__Required work__: Go through the entries below from the first line and output each one exactly, up to and including the line with "4. You can stop halting the fan now.".

Collected data:
*** Block opens ***
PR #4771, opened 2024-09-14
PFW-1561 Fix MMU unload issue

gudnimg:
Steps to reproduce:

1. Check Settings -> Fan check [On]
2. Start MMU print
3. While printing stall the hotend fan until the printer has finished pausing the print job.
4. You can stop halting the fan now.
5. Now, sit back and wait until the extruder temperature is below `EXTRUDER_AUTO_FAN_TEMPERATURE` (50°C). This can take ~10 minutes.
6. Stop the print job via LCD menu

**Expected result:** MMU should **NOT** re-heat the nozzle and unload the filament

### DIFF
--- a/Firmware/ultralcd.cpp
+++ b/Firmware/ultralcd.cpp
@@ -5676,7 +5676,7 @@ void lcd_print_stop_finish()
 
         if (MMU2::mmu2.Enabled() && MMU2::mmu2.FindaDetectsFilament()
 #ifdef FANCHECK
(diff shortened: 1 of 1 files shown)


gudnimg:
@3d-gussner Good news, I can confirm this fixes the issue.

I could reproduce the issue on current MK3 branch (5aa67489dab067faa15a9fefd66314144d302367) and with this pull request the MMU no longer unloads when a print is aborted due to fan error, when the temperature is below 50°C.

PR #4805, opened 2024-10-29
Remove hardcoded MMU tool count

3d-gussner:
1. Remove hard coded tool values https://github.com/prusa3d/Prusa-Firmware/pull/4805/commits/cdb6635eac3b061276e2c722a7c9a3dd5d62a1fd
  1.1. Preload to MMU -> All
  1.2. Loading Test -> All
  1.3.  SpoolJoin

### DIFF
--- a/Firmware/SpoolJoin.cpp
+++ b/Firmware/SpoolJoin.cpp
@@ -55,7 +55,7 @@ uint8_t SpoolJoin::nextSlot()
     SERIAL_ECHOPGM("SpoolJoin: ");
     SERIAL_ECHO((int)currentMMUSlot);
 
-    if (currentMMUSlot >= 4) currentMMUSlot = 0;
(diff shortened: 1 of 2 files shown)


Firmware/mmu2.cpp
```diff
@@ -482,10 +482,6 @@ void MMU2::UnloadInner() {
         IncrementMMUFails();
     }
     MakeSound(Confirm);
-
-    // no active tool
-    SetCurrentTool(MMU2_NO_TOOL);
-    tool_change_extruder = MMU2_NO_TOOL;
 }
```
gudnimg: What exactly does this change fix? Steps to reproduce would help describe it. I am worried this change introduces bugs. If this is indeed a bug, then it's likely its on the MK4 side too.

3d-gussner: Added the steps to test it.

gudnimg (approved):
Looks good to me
*** Block closes ***
__Solution to this exercise__:
PR #4771, opened 2024-09-14
PFW-1561 Fix MMU unload issue

gudnimg:
Steps to reproduce:

1. Check Settings -> Fan check [On]
2. Start MMU print
3. While printing stall the hotend fan until the printer has finished pausing the print job.
4. You can stop halting the fan now.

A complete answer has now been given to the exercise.